* [Work task]
Only the lines of the data below from the one with "- Export realm, admin" through the one with "are made available under the" are wanted. Repeat them exactly.

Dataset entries
▬▬▬▬▬▬▬▬▬▬

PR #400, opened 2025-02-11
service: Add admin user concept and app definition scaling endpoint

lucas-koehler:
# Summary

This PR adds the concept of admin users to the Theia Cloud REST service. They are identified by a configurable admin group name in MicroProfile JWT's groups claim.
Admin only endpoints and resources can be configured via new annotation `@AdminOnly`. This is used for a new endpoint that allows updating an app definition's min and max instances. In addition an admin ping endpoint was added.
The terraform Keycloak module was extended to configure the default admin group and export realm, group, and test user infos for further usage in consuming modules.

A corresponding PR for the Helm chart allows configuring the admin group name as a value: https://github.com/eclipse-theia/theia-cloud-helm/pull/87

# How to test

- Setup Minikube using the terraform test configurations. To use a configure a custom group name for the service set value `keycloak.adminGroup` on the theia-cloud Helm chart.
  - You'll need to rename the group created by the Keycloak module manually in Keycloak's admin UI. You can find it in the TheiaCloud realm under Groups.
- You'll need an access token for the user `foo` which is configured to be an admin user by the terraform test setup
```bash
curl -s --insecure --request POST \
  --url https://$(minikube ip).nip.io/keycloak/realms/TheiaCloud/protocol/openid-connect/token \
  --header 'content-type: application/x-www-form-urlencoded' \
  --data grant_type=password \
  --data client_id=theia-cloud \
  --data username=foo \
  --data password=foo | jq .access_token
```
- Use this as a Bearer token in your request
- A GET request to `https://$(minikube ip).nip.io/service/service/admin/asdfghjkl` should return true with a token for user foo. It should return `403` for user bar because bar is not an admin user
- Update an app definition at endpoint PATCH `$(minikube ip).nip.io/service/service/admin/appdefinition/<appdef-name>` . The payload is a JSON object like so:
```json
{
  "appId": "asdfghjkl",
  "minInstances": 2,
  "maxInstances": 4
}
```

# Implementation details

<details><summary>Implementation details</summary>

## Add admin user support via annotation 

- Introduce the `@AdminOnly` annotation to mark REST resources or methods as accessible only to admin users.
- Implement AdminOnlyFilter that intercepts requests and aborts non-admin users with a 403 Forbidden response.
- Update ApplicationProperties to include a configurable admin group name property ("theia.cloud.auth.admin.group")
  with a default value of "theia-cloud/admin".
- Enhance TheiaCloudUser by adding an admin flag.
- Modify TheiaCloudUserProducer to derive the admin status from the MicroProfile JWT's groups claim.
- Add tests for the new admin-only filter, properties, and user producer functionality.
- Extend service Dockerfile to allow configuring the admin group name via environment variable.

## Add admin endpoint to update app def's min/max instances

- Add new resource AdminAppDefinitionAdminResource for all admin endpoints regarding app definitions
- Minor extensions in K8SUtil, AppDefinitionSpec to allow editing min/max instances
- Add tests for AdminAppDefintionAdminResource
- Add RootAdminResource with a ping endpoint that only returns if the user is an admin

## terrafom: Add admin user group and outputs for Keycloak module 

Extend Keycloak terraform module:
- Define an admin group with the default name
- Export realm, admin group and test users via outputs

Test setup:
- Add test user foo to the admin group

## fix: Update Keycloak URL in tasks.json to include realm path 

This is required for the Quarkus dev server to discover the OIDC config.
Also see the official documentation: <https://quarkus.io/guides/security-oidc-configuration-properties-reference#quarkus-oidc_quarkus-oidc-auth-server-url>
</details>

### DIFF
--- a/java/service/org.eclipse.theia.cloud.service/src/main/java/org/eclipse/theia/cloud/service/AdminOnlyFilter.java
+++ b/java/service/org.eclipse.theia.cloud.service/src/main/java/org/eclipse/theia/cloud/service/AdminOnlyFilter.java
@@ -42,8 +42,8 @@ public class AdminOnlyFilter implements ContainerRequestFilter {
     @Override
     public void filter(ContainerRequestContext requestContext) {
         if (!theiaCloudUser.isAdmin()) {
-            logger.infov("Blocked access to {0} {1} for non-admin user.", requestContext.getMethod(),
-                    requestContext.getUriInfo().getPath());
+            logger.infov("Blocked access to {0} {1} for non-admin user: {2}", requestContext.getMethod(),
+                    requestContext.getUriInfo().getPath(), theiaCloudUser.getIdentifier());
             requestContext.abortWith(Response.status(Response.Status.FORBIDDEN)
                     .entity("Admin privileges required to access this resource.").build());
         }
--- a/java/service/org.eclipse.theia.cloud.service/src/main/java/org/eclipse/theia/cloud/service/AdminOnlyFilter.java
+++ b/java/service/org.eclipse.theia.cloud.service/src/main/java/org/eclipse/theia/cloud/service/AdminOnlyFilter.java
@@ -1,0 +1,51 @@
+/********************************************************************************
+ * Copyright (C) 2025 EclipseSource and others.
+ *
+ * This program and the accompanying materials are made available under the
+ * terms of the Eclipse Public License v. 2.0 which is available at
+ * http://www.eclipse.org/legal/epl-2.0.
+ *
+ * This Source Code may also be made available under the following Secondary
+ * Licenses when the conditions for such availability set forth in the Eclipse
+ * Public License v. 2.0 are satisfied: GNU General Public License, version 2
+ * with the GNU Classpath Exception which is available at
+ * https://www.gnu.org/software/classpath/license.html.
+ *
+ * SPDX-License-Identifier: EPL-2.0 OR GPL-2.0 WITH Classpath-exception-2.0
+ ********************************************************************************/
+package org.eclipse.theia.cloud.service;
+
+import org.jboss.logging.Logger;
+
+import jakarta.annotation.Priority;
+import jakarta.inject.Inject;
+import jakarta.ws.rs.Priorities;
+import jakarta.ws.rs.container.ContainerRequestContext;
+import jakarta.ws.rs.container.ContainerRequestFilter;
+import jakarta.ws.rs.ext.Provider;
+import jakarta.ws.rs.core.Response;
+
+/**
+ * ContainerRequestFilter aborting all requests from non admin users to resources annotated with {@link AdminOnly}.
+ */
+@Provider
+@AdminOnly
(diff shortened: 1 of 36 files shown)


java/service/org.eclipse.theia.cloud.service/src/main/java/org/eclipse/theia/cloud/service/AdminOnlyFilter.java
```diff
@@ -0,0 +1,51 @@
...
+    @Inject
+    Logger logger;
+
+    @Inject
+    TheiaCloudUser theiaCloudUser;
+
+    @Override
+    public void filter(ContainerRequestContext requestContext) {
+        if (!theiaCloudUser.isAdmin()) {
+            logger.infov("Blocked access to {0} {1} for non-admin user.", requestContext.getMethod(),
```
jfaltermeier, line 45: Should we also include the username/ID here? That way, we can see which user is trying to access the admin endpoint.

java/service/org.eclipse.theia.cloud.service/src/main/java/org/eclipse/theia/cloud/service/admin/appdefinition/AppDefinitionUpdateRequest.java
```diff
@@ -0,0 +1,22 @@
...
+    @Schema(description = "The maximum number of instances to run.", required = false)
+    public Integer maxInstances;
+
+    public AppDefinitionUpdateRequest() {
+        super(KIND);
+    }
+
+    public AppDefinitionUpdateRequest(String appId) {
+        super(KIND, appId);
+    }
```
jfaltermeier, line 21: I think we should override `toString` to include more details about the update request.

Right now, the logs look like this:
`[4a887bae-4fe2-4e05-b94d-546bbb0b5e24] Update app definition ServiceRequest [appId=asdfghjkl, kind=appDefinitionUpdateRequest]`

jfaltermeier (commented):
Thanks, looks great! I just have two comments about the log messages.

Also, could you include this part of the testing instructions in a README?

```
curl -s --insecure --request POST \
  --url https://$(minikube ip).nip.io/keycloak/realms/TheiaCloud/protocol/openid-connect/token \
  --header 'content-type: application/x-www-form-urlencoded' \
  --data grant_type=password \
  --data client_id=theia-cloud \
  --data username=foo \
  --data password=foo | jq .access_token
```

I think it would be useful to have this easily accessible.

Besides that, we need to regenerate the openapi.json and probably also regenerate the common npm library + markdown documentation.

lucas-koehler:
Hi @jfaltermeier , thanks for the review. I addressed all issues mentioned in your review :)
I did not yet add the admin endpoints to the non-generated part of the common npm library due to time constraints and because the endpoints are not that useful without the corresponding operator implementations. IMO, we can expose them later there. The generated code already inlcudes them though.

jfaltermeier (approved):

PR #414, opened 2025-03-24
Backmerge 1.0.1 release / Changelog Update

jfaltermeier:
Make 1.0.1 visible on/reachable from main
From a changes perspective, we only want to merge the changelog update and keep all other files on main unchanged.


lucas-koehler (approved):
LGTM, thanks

▬▬▬▬▬▬▬▬▬▬

* [Solution to the problem]
- Export realm, admin group and test users via outputs

Test setup:
- Add test user foo to the admin group

## fix: Update Keycloak URL in tasks.json to include realm path 

This is required for the Quarkus dev server to discover the OIDC config.
Also see the official documentation: <https://quarkus.io/guides/security-oidc-configuration-properties-reference#quarkus-oidc_quarkus-oidc-auth-server-url>
</details>

### DIFF
--- a/java/service/org.eclipse.theia.cloud.service/src/main/java/org/eclipse/theia/cloud/service/AdminOnlyFilter.java
+++ b/java/service/org.eclipse.theia.cloud.service/src/main/java/org/eclipse/theia/cloud/service/AdminOnlyFilter.java
@@ -42,8 +42,8 @@ public class AdminOnlyFilter implements ContainerRequestFilter {
     @Override
     public void filter(ContainerRequestContext requestContext) {
         if (!theiaCloudUser.isAdmin()) {
-            logger.infov("Blocked access to {0} {1} for non-admin user.", requestContext.getMethod(),
-                    requestContext.getUriInfo().getPath());
+            logger.infov("Blocked access to {0} {1} for non-admin user: {2}", requestContext.getMethod(),
+                    requestContext.getUriInfo().getPath(), theiaCloudUser.getIdentifier());
             requestContext.abortWith(Response.status(Response.Status.FORBIDDEN)
                     .entity("Admin privileges required to access this resource.").build());
         }
--- a/java/service/org.eclipse.theia.cloud.service/src/main/java/org/eclipse/theia/cloud/service/AdminOnlyFilter.java
+++ b/java/service/org.eclipse.theia.cloud.service/src/main/java/org/eclipse/theia/cloud/service/AdminOnlyFilter.java
@@ -1,0 +1,51 @@
+/********************************************************************************
+ * Copyright (C) 2025 EclipseSource and others.
+ *
+ * This program and the accompanying materials are made available under the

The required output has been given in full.